### Supplied material
────────────────────────────────────────

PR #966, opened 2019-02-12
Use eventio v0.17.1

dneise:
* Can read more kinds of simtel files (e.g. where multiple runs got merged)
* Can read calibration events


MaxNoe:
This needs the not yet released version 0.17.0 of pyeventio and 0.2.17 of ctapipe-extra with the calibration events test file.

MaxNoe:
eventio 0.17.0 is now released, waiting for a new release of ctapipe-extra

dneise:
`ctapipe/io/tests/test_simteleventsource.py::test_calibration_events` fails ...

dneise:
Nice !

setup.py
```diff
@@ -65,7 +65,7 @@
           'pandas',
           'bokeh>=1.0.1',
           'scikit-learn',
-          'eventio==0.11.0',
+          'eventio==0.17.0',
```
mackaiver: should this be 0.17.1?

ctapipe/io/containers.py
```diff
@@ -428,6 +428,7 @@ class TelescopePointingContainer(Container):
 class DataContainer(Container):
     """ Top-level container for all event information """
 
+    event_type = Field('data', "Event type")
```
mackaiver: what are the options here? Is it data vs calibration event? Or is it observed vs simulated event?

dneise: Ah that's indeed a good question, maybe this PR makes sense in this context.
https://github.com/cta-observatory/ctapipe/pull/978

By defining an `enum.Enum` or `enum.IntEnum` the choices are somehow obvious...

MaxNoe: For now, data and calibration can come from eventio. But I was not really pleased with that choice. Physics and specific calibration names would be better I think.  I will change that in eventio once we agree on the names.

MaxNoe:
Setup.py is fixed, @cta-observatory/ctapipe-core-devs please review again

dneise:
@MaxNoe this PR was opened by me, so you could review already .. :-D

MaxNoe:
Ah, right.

────────────────────────────────────────

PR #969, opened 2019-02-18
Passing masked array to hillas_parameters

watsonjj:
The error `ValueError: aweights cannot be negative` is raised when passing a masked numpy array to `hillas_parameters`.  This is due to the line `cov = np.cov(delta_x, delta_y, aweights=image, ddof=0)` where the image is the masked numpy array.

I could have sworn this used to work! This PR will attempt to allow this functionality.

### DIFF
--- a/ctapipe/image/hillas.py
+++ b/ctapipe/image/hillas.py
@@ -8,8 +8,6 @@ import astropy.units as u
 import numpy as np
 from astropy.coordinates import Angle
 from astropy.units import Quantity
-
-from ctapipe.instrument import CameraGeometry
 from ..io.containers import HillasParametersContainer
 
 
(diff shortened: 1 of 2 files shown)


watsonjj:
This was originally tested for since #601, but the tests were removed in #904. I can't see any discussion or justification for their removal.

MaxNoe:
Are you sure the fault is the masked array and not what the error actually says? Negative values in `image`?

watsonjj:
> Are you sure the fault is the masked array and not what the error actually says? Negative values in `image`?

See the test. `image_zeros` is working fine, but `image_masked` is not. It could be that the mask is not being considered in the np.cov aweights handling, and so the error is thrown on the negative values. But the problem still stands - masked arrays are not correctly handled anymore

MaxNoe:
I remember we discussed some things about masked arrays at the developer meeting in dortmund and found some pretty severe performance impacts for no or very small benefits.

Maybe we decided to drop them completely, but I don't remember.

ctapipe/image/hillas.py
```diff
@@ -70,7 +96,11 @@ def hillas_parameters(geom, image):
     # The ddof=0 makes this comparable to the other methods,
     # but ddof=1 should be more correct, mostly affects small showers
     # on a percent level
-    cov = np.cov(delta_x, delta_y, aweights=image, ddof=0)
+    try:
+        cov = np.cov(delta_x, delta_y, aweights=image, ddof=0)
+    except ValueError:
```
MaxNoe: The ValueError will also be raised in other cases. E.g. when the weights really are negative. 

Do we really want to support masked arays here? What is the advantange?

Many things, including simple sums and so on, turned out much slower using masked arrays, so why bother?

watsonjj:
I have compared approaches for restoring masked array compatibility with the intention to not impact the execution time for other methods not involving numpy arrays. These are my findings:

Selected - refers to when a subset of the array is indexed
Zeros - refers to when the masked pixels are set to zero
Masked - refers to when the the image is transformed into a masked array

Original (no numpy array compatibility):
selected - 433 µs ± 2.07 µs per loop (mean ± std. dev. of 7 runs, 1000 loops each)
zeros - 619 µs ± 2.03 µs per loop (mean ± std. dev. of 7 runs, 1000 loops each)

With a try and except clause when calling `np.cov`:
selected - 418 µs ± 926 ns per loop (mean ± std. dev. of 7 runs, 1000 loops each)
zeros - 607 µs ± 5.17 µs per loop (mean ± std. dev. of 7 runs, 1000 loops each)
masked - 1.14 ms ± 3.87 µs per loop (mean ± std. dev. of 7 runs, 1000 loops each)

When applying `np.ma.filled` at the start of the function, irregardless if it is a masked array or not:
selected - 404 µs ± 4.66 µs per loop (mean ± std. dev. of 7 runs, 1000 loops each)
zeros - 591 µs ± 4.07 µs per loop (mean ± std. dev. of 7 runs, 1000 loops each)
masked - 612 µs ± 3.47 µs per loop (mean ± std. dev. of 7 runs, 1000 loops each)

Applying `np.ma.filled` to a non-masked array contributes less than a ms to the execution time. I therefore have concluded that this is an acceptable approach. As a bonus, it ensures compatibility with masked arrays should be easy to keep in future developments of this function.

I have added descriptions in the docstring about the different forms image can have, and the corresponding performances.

────────────────────────────────────────

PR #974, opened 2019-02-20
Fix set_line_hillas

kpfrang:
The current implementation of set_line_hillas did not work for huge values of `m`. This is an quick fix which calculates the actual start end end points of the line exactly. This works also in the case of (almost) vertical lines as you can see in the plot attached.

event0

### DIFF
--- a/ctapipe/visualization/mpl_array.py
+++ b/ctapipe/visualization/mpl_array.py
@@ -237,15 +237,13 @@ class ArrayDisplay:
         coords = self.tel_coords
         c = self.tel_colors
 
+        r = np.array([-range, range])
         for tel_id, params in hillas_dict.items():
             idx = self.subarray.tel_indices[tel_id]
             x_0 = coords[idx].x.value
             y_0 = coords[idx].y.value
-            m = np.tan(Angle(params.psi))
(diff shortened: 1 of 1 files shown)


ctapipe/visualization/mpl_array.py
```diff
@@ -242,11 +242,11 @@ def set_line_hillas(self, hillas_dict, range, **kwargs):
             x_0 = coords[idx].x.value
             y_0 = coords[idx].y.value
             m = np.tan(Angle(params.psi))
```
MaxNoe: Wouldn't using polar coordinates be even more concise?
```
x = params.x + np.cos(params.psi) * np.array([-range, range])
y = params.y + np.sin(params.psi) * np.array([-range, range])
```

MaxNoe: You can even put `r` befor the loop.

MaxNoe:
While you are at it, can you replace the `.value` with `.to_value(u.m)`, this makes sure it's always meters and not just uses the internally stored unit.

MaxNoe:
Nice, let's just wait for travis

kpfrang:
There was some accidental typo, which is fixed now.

────────────────────────────────────────

### Problem to solve
Filter the preceding entries down to the lines with "range".

### Answer to the exercise
+        r = np.array([-range, range])
@@ -242,11 +242,11 @@ def set_line_hillas(self, hillas_dict, range, **kwargs):
x = params.x + np.cos(params.psi) * np.array([-range, range])
y = params.y + np.sin(params.psi) * np.array([-range, range])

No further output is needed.